All that transferring, incidentally, took about 15 minutes, and a portion of that time was spent browsing Web-Braille, choosing a book, downloading it, creating the MP3 files, and wandering around my music folder to pick fun files to copy to MuVo.

The sound quality ranged from good to excellent, with plenty of volume. I listened to the MuVo only through its stereo earbuds, but it can be connected to a set of speakers as well.

Driving MuVo

The MuVo has six small, but readily discernible, buttons that are arranged in two rows of three along one long edge of the device. The top row has a Play/Pause button, a button for moving forward, and a button for moving back. The bottom row has a Volume Up button, a Volume Down button, and a Repeat button (which is actually used for several functions.) To begin listening, you press the Play/Pause button for about five seconds. To pause, press the same button briefly, and to stop play altogether, hold the same button again for five seconds. (If neglected for a few minutes, MuVo powers itself off.)

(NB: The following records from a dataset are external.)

PR #1737, opened 2022-03-24
Import Markup and escape directly from MarkupsSafe

### LINKED ISSUE #1736: [BUG] module 'jinja2.utils' has no attribute 'escape'
Today released `jinja2` version has deprecated `jinja2.utils.escape`. 
See here: https://github.com/pallets/jinja/issues/1626

Not directly, it raises on `readthedocs` when building docs from notebooks:
https://readthedocs.org/projects/sktime/builds/16457301/

**Nbconvert version:**
latest

rwedge:
Fixes #1736

Jinja 3.1.0 removed `jinja.Markup` and `jinja.escape` and suggested importing them from MarkupSafe

### DIFF
--- a/nbconvert/exporters/html.py
+++ b/nbconvert/exporters/html.py
@@ -14,6 +14,7 @@ from traitlets import default, Unicode, Bool
 from traitlets.config import Config
 from jupyter_core.paths import jupyter_path
 import jinja2
+import markupsafe
 
 if tuple(int(x) for x in jinja2.__version__.split(".")[:3]) < (3, 0, 0):
     from jinja2 import contextfilter
@@ -213,7 +214,7 @@ class HTMLExporter(TemplateExporter):
         def resources_include_css(name):
             env = self.environment
             code = """<style type="text/css">\n%s</style>""" % (env.loader.get_source(env, name)[0])
-            return jinja2.Markup(code)
+            return markupsafe.Markup(code)
 
         def resources_include_lab_theme(name):
             # Try to find the theme with the given name, looking through the labextensions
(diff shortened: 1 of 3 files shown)


minrk (approved):

rwedge:
Test failure appears related to Jinja2 3.1.0 release.  Pin Jinja2 below 3.1.0 and the tests pass.

Possibly related to this change? https://github.com/pallets/jinja/pull/1621

trungleduc:
should we bump the lower bound and add an upper bound for `jinja2` version?

rwedge:
I set an upper bound for `jinja2`.  Perhaps a different PR could investigate the windows errors?

rwedge:
@davidism could there have been a change in jinja2 behavior between 3.0 and 3.1 that would account for the new failures in these tests?

```python-traceback
    def test_absolute_template_dir(self):
        with tempdir.TemporaryDirectory() as td:
            template = 'mytemplate'
            template_file = os.path.join(td, template, 'index.py.j2')
            template_dir = os.path.dirname(template_file)
            os.mkdir(template_dir)
            test_output = 'absolute!'
            with open(template_file, 'w') as f:
                f.write(test_output)
            config = Config()
            config.TemplateExporter.template_name = template
            config.TemplateExporter.extra_template_basedirs = [td]
            exporter = self._make_exporter(config=config)
>           assert exporter.template.filename == template_file
E           AssertionError: assert 'C:\\Users\\R...e/index.py.j2' == 'C:\\Users\\R...\\index.py.j2'
E             - C:\Users\RUNNER~1\AppData\Local\Temp\tmpd72mcthi\mytemplate\index.py.j2
E             ?                                                            ^
E             + C:\Users\RUNNER~1\AppData\Local\Temp\tmpd72mcthi\mytemplate/index.py.j2
E             ?     
```
https://github.com/jupyter/nbconvert/runs/5689650683?check_suite_focus=true

davidism:
@rwedge can you open an issue on Jinja about that?

We did fix some issues with unsafe Windows paths in template names. The two filenames you're testing are in fact equivalent on Windows, even though they're not textually equivalent, since `/` is a valid path separator. A quick workaround for you would be to use `pathlib.Path()` on both values, which will normalize separators, which is what I'll do in a bugfix for Jinja as well.

davidism:
Created https://github.com/pallets/jinja/issues/1637, I will submit a PR and then release 3.1.1.

davidism:
Released Jinja2 3.1.1 with the filename fix.

SylvainCorlay:
Thanks everyone.

SylvainCorlay:
I wonder if we should exclude 3.1.0 (while accepting 3.1.1) from the versions in setup.py.

PR #1738, opened 2022-03-25
Use escape from markupsafe

### LINKED ISSUE #1736: [BUG] module 'jinja2.utils' has no attribute 'escape'

davidbrochart:
Fixes #1736


davidbrochart:
Ah yes, I didn't see it.

Issue #1740, opened 2022-03-28
Add upper bound on the Jinja and MarkupSafe dependencies


martinRenou:
Related https://github.com/jupyter/nbconvert/pull/1737

Considering [this discussion](https://github.com/pallets/jinja/issues/1626) and the fact that Jinja (and I assume MarkupSafe) do not use semver, we should probably add an upper bound on the Jinja2 and MarkupSafe dependencies. Something like the following could probably be good in order to not get bad surprises?
```
'jinja2>=2.4,<3.2',
'MarkupSafe>=2.0,<2.2'
```

akchinSTC:
Just piggy backing on this topic, it seems possible ?...
if given an environment with Jinja2<3.0 installed,
...for pip to resolve to using MarkupSafe >= 2.1  when using the latest release of nbconvert. If that happens, I believe there will be an import error here:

To cycle through the tracks, press the Repeat button once and then use the Forward or Back buttons to move from file to file. When you have found the file you want, press Repeat again. If you stop in the middle of a file, MuVo will pick up where you left off when you turn it on again. The only other tactile occurrences on the unit are the jack for earbuds or speakers and a notch through which a neck cord can be threaded.

Transferring Files

As small as it is, the MuVo has two distinct halves. Just pull it apart, and you hold the AAA battery pack in one hand and the "guts" of the player in the other, where the USB (universal serial bus) port is located on the inside edge. To transfer files, simply plug the latter half of the unit into your PC's USB port. Windows Explorer then shows the MuVo as a generic drive (probably E or F, depending on how your PC is set up), and files are easily manipulated as with any other drive. Simply select the files you want to put in the MuVo, copy them, and paste them to the drive where MuVo is connected. Snap MuVo's halves back together, and you're ready to go.

Photo of MuVo separated into two halves.

Caption: MuVo pulls apart into two halves to remove the battery pack and upload files.

MuVo can be purchased at some discount and online stores--Wal-Mart <http://www.walmart.com>, Target <http://www.target.com>, or Amazon.com <http://www.amazon.com>--for less than $100. Audible.com is currently offering it free with a 12-month commitment to the Basic AudibleListener plan. If you are not familiar with Audible.com, it is an online commercial service offering more than 23,000 books, several magazines, and popular radio broadcasts for sale. These are commercially recorded human-voice productions, the same ones you would find on the audiocassettes or CDs that you can purchase at a local bookstore. The basic plan costs $9.95 per month and entitles you to one book and one magazine or program each month. If you get the MuVo from Audible.com, Audible's proprietary software for transferring files to the MuVo will be included with the MuVo, plus its accompanying earbuds, extra battery pack, and cassette adapter.

The Bottom Line

A more complex version of MuVo is also available with more memory and for more money. The 256 MB model has an LCD (liquid crystal display) and a dictation option, but it was not evaluated for ease of use by people who are visually impaired. There is no display on the 128 MB MuVo. Its only visual indicator is a light that flashes red or green and is not essential for the smooth operation of the device. For its price, simplicity, and delivery of sound, the MuVo 128 is an excellent product to put in your pocket.

Product Information

Product: MuVo

Manufacturer: Creative Technology; U.S. headquarters: Creative Labs, 1901 McCarthy Boulevard, Milpitas, CA 95035; phone: 408-428-6600 or 800-998-1000; web site: <us.creative.com>.

Price: Available from discount and online stores for less than $100. Audible.com <www.audible.com> is currently offering it free with a 12-month commitment to the Basic AudibleListener plan.